4 Divide and Conquer
Given an array of integers nums sorted in ascending order, find the starting and ending
position of a given target value. If the target is not found in the array, return [-1, -1]. For
example, if the array is [5, 7, 7, 8, 8, 10] and the target is 8, then the output should be [3, 4].

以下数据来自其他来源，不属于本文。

PR #1266, opened 2021-07-12
A couple changes

josh-peters-2357:
This commit just removes a couple errors from the console. There was code here and there that was generating errors but was still merged into development somehow.

- in `PersonalInfoList`, Typography uses a `<p>` tag, and `<ul>` cannot be a descendant of `<p>`.
- in `DiningBalance`, there were several div tags using "class" which is an invalid DOM property (though the classname they were looking to use does exist).
- in `InvolvementProfile`, maps were being created without unique keys, which is not good practice.
- in `PeopleSearch`, there was a `setState` that was writing to state properties that would later be used as Booleans. They were usually set to Booleans, but the very first time they are loaded (when the component is first rendered) they were being set to strings instead of Booleans. That was worrying React because if you pass a nonempty string to the `checked` property of a checkbox, it will still show. So, I changed that `setState` so it sets to true or false based on whether the value is "true" or not.


roddy3 (dismissed):
left a comment

src/components/Profile/components/PersonalInfoList/index.js
```diff
@@ -264,10 +264,17 @@ const PersonalInfoList = ({
...
     myProf &&
     (isFacStaff ? (
-      <Typography align="left" className="note">
-        NOTE: To update your data, please contact{' '}
-        <a href="mailto: hr@gordon.edu">Human Resources</a> (x4828).
-      </Typography>
+      <div align="left" className="note">
+        <Typography>NOTE:</Typography>
+        <ul>
+          <li>
```
roddy3: why this change? I think the old one looks good to me. would you mind explain it to me please?

roddy3 (changes requested):
why this change?

src/components/Profile/components/PersonalInfoList/index.js
```diff
@@ -264,10 +264,17 @@ const PersonalInfoList = ({
...
+            <Typography>
+              To update your data, please contact{' '}
+              <a href="mailto: hr@gordon.edu">Human Resources</a> (x4828).
+            </Typography>
+          </li>
+        </ul>
+      </div>
```
josh-peters-2357:
```suggestion
<Typography align="left" className="note">
        NOTE: To update your data, please contact{' '}
        <a href="mailto: hr@gordon.edu">Human Resources</a> (x4828).
        </Typography>
```

src/components/Profile/components/PersonalInfoList/index.js
josh-peters-2357: I think I fixed it in this newest commit.

josh-peters-2357:
> 
> 
> why this change?

We discussed this in person right? @roddy3

roddy3 (approved):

Your algorithm’s runtime complexity must be in the order of $O(log n)$, prove the correctness
and analyze the complexity.
查找枯燥递增的整数数组的其中一个元素的开始地位和完结地位,能够利用二分法来实现。两次二分:第一次查找第一个 >=target 的地位,即元素最左边界;第二次查找最初一个 <=target 的地位,即最右边界。查找胜利则返回两个地位下标,否则返回 [-1,-1]。
pseudo-code
function searchIndex(nums, target)
1: if len(nums)<1 then return [-1,-1] # find the failure
2: # find the left boundary of target
3: left = 0
4: right = len(nums)-1
5: while left < right do
6: mid = (left+right)/2
7: if nums[mid] >= target then right = mid
8: else left = mid+1
9: if nums[right] != target then return [-1,-1] # find the failure
10: L = right
11: # Find the right boundary of target
12: left = 0
13: right = len(nums)-1
14: while left < right do
15: mid = (left+right+1)/2 # prevent dead loops, mid needs add 1
16: if nums[mid] <= target return [-1,-1] left = mid
17: else right = mid-1
18: R = right
19: return [L,R] 二分查找的工夫复杂度为 \(O(logn) \),会进行两次二分查找,因而工夫复杂度为 \(O(logn) \)。
6 Divide and Conquer
Given an array of k linked-lists lists, each linked-list is sorted in ascending order. Given an
\(O(knlogk) \)algorithm to merge all the linked-lists into one sorted linked-list. (Note that the
length of a linked-lists is n)
将 k 个升序链表合并为一个升序链表。对于 mergeKLists 函数,将这 k 个升序链表的头结点输出到优先队列中,只有队列不为空,优先队列便会选取其中最小的结点,而后输入最小结点将其退出到新链表中,而这个最小结点的链表的头结点又输出到队列,保障队列中含每个链表的结点,始终循环直到队列为空,最终新链表按升序排列好这 k 个链表,可证实算法的正确性。
pseudo-code
function mergeKLists(lists)
# Compare all linked-lists' header and take the smallest -- Using priority queue
1: head = ListNode(0) # first node
2: p = head
3: q = PriorityQueue()
4: for l in lists do
5: if l is not None then q.put((l.val,l)) # all heads join the queue
6: while q is not empty do
7: val, node = q.get() # get the smallest value and node
8: p.next = ListNode(val)
9: p = p.next
10: node = node.next
11: if node is not None then q.put((node.val,node)) # enter header of list
12: return head.nextk 个链表有 k 个头结点,优先队列中蕴含 k 个结点,优先队列插入删除的工夫复杂度为 \(O(logk) \),总共有 nk 个结点须要被插入删除,所以工夫复杂度为 \(O(knlogk) \)。